Was ich damit sagen will, in dem Alter denken viele Jugendlich noch nicht so wirklich über Politik nach.
Entweder wird dann das gewählt was man so am meisten hört: CDU SPD, was diese noch mächtiger machen würde

Oder die Idioten unter den jugendlichen gehen NPD wählen.


Wirklich geholfen ist damit dann natürlich keinem.
Ich will mit dem text auch niemandem zu nahe treten aber ich weiß halt dass man in dem Alter genug anders im kopf hat als das man sich noch über Politik Gedanken machen kann.


Daher finde ich es aktuell überhaupt nicht diskriminierend, dass man erst ab 18 wählen darf..
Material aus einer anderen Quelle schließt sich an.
PR #1723, opened 2015-06-26
Update OS X murmur docs

alexkrishnan:
Murmur is no longer distributed in the OS X .app package. This updates the README to reflect that.

### DIFF
--- a/README
+++ b/README
@@ -50,7 +50,7 @@ murmurd [-supw <password>] [-ini <inifile>] [-fg] [v]
 Running Murmur on Mac OS X
 ==========================
 
-Murmur is now distributed seperately from the Mumble client on Mac OS X.
+Murmur is distributed seperately from the Mumble client on Mac OS X.
 It is called Static OS X Server and can be downloaded from the main webpage.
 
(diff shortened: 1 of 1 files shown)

Prinzipiell ist der Denkansatz von den Jugendlichen aber nachvollziehbar, scheinen ja wohl auch welche zu sein, die sich für das thema interessieren.


----------



## Pagz (26. September 2014)

shadie schrieb:


> so sehe ich das irgendwie auch.
> 
> Bei den ganzen Trollen und bei *manchen * jungendlichen die "etwas seltsam sind", halte ich es nicht für sonderlich klug dass Kinder im Alter von 12 oder 14 wählen gehen.
> 
> ...



Es gibt auch ähnlich viele Erwachsene "Idioten", die NPD etc. wählen. Die Antwort darauf sollte in einer Demokratie aber nicht sein, diesen Leute das Wählen zu verbieten, sondern durch Bildung etc. die Ursachen für dieses Wahlverhalten zu bekämpfen. 
Nichtsdestotrotz kann man von einem durchschnittlicher 10 Jähriger natürlich noch nicht verlangen, sich eine selbstständige politische Meinung zu bilden. Über ein Wahlrecht ab 16 sollte man aber meiner Meinung nach diskutieren...


----------



## Zocker_Boy (29. September 2014)

Polyethylen schrieb:


> Ich bin dagegen!
> Und das sag ich als 17-jähriger, im Dezember 18, der also die Bundestags-, Europa-, und Landtagswahl in Sachsen verpasst hat. Naja, Landratswahl kommt 2015, da ist dann das erste mal.
> Ich wöllte nicht, das meinetwegen 8jährige oder, mal realistischer eingeschätzt, 14 Jährige den Bundestag wählen. Gerade weil jüngere leichter zu beeinflussen sind, gerade wenn ich auf die extremen Parteien NPD und teilweise die Linke sehe. Die geschichtlich brisanten Themen, wo man über die Machenschaften der "Vorgänger" aufgeklärt wird (2. WK, DDR), werden erst in der 10. Klasse oder am Ende der 9. Klasse angefangen unterrichtet zu werden.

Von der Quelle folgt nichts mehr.